Немудрено: в люльке еще в благой час перепуган!

И чего только в такую минуту не привидится, не примерещится ему за дорогу, ну, зато, вернувшись домой, порасскажет!

Чего же тогда дивного в том, что про барина Бачурина столько разной всячинки наворотили, кто ради того же страху, кто же стараясь сказать одну сущую правду, но и правда, видно, такая была, что походила больше на выдумку и небылицу.

Легко только сказать: барин Бачурин!

Откуда у него появилось такое богатство?

Из-за этого богачества все и дело: кому же богатым не хочется быть!

*****

На этот раз Секлетинья что-то долго проходила, и, когда вернулась с богомолья, все село сбежалось к ней в избу.

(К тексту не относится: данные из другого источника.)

PR #463, opened 2020-01-07
Modify TeX template for pandoc 2.8

### LINKED ISSUE #455: [BUG] CSL Environment error on PDF exports for Pandoc > 2.8
## Description

[See the forum discussion](https://forum.zettlr.com/discussion/77/problem-pdf-export-with-citations-or-images).

## Reproducing

Apparently, having Pandoc 2.8 installed causes the error, as some additional TeX commands to the default template are missing which Pandoc expects.

## Expected behaviour

Produce a valid PDF, no matter the Pandoc version (although Pandoc >2.0 is required for Zettlr)

**Screenshots**

## Platform

 - OS and version: Not applicable
 - Zettlr Version: Not applicable (depends on Pandoc version)

## Additional information

Should you experience this issue, mitigation is possible by downloading the official template, adding the required code and pointing Zettlr to use that template instead of the built-in. The necessary steps are described also in the forum thread.

frederik-elwert:
Add the custom environment for CSL citations that pandoc 2.8 requires. Fixes #455.

## Description

Pandoc 2.8 uses a dedicated custom latex environment for typesetting indented bibliographies. If this is missing from the latex template, compilation will fail. This pull request adds the corresponding snippet.

## Changes

Just added the corresponding snippet from the original pandoc template.

## Tested On
 - OS and version: Ubuntu 18.04
 - Zettlr version: 1.5.0
 - pandoc version: 2.7.3, 2.8, 2.9.1.1 (works fine also under pre-2.8!)

### DIFF
--- a/source/main/assets/export.tex
+++ b/source/main/assets/export.tex
@@ -166,6 +166,8 @@ pdfborder={0 0 0}
 \providecommand{\tightlist}{%
   \setlength{\itemsep}{0pt}\setlength{\parskip}{0pt}}
 
+% The following commands are used by Pandoc if a CSL bibliography is present
+% to create proper indentation, especially for styles with hanging indentation.
 $if(csl-refs)$
 \newlength{\cslhangindent}
 \setlength{\cslhangindent}{1.5em}
--- a/source/main/assets/export.tex
+++ b/source/main/assets/export.tex
@@ -166,6 +166,15 @@ pdfborder={0 0 0}
 \providecommand{\tightlist}{%
   \setlength{\itemsep}{0pt}\setlength{\parskip}{0pt}}
 
+$if(csl-refs)$
+\newlength{\cslhangindent}
+\setlength{\cslhangindent}{1.5em}
+\newenvironment{cslreferences}%
+{$if(csl-hanging-indent)$\setlength{\parindent}{0pt}%
+\everypar{\setlength{\hangindent}{\cslhangindent}}\ignorespaces$endif$}%
+{\par}
+$endif$
+
 \title{$PDF_TITLE$}
 \author{$PDF_AUTHOR$}
 


source/main/assets/export.tex
```diff
@@ -166,6 +166,15 @@
 \providecommand{\tightlist}{%
   \setlength{\itemsep}{0pt}\setlength{\parskip}{0pt}}
 
+$if(csl-refs)$
```
nathanlesage: We need a short comment explaining why this csl-refs-clause is here, just so we don't wonder in the future!

source/main/assets/export.tex
```diff
@@ -166,6 +166,15 @@
...
+\newlength{\cslhangindent}
+\setlength{\cslhangindent}{1.5em}
+\newenvironment{cslreferences}%
+{$if(csl-hanging-indent)$\setlength{\parindent}{0pt}%
+\everypar{\setlength{\hangindent}{\cslhangindent}}\ignorespaces$endif$}%
+{\par}
+$endif$
+
```
nathanlesage: Did you check whether this code is also backwards-compatible to pre-2.8-versions of Pandoc?

alerque: See the main PR message, the OP says it was tested on 2.7.3. From experience in another context I'm pretty sure this looks right.

source/main/assets/export.tex
alerque: Half the stuff in the Pandoc template is pretty opaque if you don't know the internals of what Pandoc / LaTeX. I suggest just tracking the upstream changes to the data template as closely as possible.

source/main/assets/export.tex
nathanlesage: Oh damn it, I'm not completely awake today. Sorry, my mistake and thanks @alerque for pointing me to it! :)

source/main/assets/export.tex
nathanlesage: Absolutely, but we know for sure that this environment was introduced in 2.8, so I just want this comment here so that it's easier to spot.

Reading a short comment is always simpler than having to dig up the full version history of Pandoc's template.

frederik-elwert: I added a comment. Is this what you had in mind?

nathanlesage: Yes, thank you very much! :)

nathanlesage:
Aaaaand here we go! Thank you very much!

- Богу молясь, Склетинья, с богомольем тебя, с души очищеньем!

- Спаси Христос, православные, - скромно ответила всем Секлетинья, -и то помолилась, словно обмылась! Ноженьки все обломала!

- Не видала ль чего такого там, Склетинья? - мужики сразу вступили в расспросы. - Мы уж думали ненароком, что ты не вернешься!

Фуколка губы поджала.

- Ну, что, - передохнул Семен Родионыч, - что, кума, скажешь?

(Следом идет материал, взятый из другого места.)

PR #517, opened 2020-02-09
Paste current id if it exists

Zverik:
When you press Ctrl+L / Cmd+L, Zettlr inserts a unique id in the document. The id is always freshly generated: you can insert 100 different ids. It's okay I guess. But.

I think the idea for this key is to generate a new id when there isn't one. But where there's a registered id, it makes more sense to keep it, and not generate new ids.

This PR changes the behaviour of Ctrl+L, so that when a file has an id, it inserts it instead of generating a new one. That would help me in moving ids from file names to file contents (I made this mistake of keeping ids in file names), and I guess it will be helpful in not creating multiple ids for a single file.

One thing it's missing is that in case of a new file, it should paste just one id, instead of generating many. Not sure how to do that withoug breaking anything. Do I just `this.getCurrentFile().id = ...`?

Tested on Fedora Linux 31.

### DIFF
--- a/source/renderer/zettlr-renderer.js
+++ b/source/renderer/zettlr-renderer.js
@@ -181,8 +181,11 @@ class ZettlrRenderer {
     let image = clipboard.readImage()
     let rtf = clipboard.readRTF()
 
+    // If the file has an id, paste it instead of generating a new one
+    let f = this.getCurrentFile()
+    let id = (f && f.id) ? f.id : generateId(global.config.get('zkn.idGen'))
     // Write an ID to the clipboard
-    clipboard.writeText(generateId(global.config.get('zkn.idGen')))
+    clipboard.writeText(id)
     // Paste the ID
     remote.getCurrentWebContents().paste()
 


nathanlesage:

- Чего "что"? - отгрызнулась сразу вдова. - Спрашиваете, а и сами не знаете что?

- Не видала?.. Небось где только не побывала!

- Кого?..

- Известно кого - Михайлу с Мишуткой?

- Не, православные, не приходилось! Одни монахи по пути попадались!

Но по Секлетиньиному лицу, по тому, как она ручки да локотки поджала, сразу сметил Семен Родионыч, что кума не хочет всего говорить, скрывает, как, положим, на ее месте скрыл бы и всякий, хотя видно, что разнюхала все до подноготной, потому что и в самом деле баба дотошница, во всякий случай встрешница, мужики побородатее, да и те не решились пускаться в такую пору в дорогу, а у Секлетиньи страх, видно, только под мышкой щекочет, хотя сейчас глаза и вылезли на лоб.

- Ну! - толкнул ее в бок Семен Родионыч.

- Да говорю вам, что не видала, чего привязались?!

- Да ты рассказывай знай!

- И… и… милые мои… велики у вас кулаки, да сами дураки!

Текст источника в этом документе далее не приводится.